PROBLEM TO WORK ON:
Among the entries that follow, the required portion opens with the line containing "PR #2671, opened 2025-06-12" and closes with the line containing "The passkey telemetry". Give that portion again exactly, and nothing else.

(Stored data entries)
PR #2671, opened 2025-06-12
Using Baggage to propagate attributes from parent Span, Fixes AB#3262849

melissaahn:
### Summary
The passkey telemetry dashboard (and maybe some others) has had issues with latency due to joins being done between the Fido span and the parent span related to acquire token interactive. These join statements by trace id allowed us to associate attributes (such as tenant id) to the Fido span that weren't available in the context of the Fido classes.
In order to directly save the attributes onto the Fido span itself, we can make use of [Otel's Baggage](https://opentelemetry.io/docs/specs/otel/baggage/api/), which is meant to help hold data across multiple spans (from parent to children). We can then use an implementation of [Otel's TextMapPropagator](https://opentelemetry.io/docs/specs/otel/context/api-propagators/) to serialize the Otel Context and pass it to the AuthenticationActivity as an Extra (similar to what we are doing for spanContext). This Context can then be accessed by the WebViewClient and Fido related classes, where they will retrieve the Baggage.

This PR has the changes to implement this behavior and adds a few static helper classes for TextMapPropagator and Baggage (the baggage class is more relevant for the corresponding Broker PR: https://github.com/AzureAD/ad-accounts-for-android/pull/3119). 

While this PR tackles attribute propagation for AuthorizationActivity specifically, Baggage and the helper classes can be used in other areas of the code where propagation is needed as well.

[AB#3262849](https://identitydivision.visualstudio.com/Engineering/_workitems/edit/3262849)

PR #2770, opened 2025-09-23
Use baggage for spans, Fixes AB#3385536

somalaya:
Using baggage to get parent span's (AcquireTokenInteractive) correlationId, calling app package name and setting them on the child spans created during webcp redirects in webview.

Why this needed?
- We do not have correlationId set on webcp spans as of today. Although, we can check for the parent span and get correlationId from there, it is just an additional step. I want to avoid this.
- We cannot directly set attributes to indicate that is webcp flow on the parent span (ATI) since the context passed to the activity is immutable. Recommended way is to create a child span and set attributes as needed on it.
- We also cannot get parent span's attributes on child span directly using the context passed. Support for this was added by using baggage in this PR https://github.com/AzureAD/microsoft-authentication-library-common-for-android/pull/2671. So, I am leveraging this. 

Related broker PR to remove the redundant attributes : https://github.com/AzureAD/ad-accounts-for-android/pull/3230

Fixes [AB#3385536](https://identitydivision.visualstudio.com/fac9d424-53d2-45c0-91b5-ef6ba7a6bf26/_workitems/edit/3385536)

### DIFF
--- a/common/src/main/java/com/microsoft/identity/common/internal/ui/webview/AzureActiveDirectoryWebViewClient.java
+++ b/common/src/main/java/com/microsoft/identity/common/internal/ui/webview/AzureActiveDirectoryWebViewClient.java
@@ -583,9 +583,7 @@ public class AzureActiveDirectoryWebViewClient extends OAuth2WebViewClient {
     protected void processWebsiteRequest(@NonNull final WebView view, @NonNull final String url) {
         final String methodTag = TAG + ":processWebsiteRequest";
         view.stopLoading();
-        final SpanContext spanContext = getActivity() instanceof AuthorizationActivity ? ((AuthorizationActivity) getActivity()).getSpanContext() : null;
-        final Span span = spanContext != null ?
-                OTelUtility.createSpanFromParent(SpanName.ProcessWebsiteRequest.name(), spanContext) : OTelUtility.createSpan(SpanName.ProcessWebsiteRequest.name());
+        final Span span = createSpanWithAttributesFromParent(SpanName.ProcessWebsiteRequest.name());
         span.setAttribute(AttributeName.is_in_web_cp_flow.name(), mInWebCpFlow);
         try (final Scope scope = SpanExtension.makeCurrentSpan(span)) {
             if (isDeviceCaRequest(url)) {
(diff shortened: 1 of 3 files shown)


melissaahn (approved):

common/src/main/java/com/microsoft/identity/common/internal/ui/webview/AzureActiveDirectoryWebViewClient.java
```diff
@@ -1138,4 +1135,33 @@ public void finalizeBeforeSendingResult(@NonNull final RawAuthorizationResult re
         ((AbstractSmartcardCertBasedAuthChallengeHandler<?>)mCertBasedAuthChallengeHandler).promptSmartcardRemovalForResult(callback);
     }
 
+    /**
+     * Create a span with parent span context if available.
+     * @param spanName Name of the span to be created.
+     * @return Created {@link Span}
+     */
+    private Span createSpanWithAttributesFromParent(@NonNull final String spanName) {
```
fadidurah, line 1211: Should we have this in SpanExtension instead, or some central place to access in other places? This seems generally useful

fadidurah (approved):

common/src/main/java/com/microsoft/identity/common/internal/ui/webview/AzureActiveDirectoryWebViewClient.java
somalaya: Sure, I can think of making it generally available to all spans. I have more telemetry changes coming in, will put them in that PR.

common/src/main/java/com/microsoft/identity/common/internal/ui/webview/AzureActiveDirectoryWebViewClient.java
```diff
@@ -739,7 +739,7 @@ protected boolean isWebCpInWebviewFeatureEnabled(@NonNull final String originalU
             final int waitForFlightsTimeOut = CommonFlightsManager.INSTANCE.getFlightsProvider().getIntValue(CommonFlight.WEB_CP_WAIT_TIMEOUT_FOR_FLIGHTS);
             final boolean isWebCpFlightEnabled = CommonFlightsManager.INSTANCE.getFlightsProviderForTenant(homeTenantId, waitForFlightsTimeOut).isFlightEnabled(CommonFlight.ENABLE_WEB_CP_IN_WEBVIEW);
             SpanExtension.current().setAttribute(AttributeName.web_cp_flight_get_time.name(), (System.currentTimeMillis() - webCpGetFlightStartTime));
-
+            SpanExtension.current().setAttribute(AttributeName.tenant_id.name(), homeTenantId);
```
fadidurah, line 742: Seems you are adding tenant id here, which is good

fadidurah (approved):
---
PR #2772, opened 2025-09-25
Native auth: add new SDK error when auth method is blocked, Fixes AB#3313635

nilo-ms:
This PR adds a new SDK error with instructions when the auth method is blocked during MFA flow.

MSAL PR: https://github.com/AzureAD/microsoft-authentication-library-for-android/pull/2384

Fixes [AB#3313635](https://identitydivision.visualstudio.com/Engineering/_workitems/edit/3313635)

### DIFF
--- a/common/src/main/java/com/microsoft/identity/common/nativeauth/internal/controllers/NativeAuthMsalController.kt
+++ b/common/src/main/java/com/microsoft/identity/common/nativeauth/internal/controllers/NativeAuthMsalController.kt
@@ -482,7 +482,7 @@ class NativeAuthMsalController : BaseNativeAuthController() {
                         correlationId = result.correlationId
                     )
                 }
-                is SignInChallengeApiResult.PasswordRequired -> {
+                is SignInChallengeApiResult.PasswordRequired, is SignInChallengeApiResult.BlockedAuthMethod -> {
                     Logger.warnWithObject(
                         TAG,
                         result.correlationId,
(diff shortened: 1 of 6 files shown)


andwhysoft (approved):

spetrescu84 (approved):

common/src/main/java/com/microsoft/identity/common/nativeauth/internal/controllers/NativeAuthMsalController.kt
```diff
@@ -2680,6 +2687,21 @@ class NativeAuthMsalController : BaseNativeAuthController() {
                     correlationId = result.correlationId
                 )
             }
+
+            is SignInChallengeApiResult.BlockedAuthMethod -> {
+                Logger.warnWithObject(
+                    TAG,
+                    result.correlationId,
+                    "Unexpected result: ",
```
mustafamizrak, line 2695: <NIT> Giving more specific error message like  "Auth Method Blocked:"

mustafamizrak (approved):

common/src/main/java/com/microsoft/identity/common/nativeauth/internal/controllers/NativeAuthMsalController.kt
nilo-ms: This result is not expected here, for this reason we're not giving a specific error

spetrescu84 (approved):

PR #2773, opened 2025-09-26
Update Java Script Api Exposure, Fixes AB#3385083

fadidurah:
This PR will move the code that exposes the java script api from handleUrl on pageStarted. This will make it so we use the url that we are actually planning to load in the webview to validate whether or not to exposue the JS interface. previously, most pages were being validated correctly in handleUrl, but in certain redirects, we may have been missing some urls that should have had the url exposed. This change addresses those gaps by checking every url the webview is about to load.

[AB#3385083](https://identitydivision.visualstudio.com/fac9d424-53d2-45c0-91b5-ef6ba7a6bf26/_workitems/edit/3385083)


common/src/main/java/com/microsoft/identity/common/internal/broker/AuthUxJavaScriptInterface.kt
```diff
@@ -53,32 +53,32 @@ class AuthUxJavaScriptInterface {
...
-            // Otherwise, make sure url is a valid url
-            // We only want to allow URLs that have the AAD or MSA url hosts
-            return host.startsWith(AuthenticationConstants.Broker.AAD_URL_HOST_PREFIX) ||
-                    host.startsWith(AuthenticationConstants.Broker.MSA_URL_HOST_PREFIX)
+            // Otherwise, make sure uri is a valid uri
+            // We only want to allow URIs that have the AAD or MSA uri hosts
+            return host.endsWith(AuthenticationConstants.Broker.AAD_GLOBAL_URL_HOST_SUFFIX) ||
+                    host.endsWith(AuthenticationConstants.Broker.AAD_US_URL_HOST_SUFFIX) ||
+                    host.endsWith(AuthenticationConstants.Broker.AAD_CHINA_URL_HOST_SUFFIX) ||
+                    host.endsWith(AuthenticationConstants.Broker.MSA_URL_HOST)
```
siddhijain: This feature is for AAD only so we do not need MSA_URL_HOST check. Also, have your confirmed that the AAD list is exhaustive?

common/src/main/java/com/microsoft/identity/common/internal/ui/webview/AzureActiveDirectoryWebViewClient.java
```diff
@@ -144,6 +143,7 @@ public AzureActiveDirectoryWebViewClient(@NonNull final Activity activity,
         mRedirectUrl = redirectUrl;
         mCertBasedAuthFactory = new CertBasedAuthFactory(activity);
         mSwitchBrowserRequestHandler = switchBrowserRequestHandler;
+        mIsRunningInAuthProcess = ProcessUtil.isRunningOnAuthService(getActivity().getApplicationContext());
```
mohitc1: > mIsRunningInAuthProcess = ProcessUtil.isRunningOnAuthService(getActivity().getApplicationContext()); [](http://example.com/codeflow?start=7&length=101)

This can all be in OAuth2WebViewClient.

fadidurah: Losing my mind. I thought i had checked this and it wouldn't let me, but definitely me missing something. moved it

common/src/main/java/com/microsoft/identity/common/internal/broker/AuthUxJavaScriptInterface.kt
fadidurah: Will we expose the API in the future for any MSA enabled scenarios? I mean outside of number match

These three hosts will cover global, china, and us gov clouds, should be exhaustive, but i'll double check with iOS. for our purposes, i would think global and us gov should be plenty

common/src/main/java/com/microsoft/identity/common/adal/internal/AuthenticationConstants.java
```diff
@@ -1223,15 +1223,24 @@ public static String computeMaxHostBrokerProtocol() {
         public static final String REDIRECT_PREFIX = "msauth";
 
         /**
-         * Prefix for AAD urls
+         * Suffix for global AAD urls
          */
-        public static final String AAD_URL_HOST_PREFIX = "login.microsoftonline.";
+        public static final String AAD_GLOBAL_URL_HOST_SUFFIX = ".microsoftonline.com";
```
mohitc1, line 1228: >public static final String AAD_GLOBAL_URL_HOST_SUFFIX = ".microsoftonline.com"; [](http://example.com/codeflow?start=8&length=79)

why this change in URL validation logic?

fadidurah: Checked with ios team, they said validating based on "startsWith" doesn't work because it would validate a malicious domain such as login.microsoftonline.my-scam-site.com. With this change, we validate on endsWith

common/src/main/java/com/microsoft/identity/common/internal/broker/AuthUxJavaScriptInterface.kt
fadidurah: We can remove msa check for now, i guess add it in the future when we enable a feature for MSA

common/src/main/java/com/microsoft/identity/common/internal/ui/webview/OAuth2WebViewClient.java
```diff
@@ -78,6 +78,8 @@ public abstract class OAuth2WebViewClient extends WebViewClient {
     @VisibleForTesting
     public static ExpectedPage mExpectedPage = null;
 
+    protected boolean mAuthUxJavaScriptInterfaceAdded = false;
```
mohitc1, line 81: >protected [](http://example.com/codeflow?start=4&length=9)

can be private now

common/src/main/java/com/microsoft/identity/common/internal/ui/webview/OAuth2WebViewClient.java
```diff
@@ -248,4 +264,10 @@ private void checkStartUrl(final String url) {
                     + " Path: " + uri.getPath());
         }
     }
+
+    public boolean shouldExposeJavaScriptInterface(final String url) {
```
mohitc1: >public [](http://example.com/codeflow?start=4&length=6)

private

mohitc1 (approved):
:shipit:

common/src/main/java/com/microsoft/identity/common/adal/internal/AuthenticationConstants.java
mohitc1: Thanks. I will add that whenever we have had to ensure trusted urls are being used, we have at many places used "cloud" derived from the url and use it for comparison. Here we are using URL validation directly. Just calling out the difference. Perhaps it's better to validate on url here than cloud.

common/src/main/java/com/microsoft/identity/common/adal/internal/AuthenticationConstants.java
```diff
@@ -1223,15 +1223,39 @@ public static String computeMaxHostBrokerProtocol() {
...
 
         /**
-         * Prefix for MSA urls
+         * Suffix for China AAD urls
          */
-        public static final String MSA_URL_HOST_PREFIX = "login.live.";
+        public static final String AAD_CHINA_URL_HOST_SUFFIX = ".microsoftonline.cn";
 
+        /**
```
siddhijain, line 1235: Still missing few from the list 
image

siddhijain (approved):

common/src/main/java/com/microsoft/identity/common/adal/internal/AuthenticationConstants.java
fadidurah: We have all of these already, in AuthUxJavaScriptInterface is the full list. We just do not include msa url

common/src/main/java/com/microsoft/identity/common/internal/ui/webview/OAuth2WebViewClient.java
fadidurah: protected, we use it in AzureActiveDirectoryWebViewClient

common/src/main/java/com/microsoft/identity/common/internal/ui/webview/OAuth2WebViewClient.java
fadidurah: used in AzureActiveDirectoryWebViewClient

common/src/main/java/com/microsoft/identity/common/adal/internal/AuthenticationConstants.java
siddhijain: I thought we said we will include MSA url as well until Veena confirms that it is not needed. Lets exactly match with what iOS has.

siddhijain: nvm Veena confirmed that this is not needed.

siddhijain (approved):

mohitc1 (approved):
...
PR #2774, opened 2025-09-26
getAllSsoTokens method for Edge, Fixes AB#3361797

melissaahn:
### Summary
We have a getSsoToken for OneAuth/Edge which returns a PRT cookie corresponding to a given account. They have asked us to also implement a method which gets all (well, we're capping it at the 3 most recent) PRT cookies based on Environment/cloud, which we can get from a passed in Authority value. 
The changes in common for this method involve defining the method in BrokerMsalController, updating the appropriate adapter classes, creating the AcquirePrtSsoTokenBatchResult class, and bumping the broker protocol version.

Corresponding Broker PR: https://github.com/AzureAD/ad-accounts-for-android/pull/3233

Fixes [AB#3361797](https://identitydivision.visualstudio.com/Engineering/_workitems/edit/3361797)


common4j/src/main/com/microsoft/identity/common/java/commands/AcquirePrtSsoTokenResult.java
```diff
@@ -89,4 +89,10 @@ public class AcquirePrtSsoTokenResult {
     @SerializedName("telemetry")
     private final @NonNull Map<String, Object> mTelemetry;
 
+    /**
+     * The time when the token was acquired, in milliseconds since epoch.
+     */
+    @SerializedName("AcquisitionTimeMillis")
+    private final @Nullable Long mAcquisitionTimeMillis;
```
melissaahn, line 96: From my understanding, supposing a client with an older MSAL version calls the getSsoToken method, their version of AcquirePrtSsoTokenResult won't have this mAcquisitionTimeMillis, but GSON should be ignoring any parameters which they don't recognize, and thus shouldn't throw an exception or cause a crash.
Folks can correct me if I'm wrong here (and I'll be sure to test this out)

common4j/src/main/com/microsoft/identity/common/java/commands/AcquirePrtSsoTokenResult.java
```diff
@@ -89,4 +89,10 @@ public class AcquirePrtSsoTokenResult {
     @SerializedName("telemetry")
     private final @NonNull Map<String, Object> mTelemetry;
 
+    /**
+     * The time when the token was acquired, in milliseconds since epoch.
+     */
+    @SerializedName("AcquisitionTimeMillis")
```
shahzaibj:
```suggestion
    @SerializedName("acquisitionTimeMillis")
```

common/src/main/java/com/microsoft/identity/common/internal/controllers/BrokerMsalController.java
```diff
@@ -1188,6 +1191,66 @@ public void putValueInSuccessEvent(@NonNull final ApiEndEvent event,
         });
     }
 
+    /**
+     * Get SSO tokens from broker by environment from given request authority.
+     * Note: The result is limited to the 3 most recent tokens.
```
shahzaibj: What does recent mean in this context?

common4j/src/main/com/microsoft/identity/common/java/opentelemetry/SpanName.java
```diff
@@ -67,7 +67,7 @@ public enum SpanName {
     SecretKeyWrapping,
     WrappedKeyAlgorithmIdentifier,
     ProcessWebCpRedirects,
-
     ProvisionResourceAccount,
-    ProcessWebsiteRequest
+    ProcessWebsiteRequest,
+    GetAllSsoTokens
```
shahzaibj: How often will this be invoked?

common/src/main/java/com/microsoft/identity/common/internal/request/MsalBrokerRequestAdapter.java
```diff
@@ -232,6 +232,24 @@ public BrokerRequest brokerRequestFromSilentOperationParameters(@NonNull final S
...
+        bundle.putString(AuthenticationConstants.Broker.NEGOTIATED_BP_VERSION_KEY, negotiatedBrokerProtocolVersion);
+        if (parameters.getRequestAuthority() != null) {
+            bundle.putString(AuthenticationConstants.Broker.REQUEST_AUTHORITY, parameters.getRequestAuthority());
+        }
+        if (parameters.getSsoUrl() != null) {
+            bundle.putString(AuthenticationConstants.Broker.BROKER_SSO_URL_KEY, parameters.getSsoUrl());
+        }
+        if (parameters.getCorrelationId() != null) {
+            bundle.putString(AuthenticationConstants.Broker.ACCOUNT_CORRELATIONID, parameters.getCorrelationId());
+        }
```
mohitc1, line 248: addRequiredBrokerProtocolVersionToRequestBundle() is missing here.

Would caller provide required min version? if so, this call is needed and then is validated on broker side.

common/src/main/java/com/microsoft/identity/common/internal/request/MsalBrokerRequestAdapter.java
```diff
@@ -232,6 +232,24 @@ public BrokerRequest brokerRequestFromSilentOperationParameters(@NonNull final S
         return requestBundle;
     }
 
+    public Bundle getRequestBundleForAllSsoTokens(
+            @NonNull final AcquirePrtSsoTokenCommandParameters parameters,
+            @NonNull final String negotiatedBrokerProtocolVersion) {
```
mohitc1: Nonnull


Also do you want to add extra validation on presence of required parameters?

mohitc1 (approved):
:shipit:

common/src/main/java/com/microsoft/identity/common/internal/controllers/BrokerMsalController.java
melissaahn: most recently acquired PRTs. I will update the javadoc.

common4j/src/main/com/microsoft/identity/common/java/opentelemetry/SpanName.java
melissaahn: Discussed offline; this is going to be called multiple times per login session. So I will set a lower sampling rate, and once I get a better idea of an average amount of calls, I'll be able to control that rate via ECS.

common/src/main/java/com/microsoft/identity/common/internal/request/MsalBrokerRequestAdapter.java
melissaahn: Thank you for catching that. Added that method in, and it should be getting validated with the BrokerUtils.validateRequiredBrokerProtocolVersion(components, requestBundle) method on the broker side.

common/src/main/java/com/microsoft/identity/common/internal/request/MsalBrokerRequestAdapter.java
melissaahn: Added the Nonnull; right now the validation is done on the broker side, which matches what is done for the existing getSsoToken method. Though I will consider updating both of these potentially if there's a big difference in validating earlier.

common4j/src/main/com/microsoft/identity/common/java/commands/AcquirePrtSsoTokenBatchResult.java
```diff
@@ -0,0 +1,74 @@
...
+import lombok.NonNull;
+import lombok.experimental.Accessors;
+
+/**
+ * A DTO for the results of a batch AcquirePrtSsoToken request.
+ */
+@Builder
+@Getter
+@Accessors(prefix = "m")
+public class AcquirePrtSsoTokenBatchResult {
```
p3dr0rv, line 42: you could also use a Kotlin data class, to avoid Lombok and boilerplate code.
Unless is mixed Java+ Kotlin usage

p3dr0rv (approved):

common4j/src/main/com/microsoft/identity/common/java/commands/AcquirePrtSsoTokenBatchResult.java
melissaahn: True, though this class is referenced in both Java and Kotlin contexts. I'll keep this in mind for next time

EXERCISE OUTPUT:
PR #2671, opened 2025-06-12
Using Baggage to propagate attributes from parent Span, Fixes AB#3262849

melissaahn:
### Summary
The passkey telemetry dashboard (and maybe some others) has had issues with latency due to joins being done between the Fido span and the parent span related to acquire token interactive. These join statements by trace id allowed us to associate attributes (such as tenant id) to the Fido span that weren't available in the context of the Fido classes.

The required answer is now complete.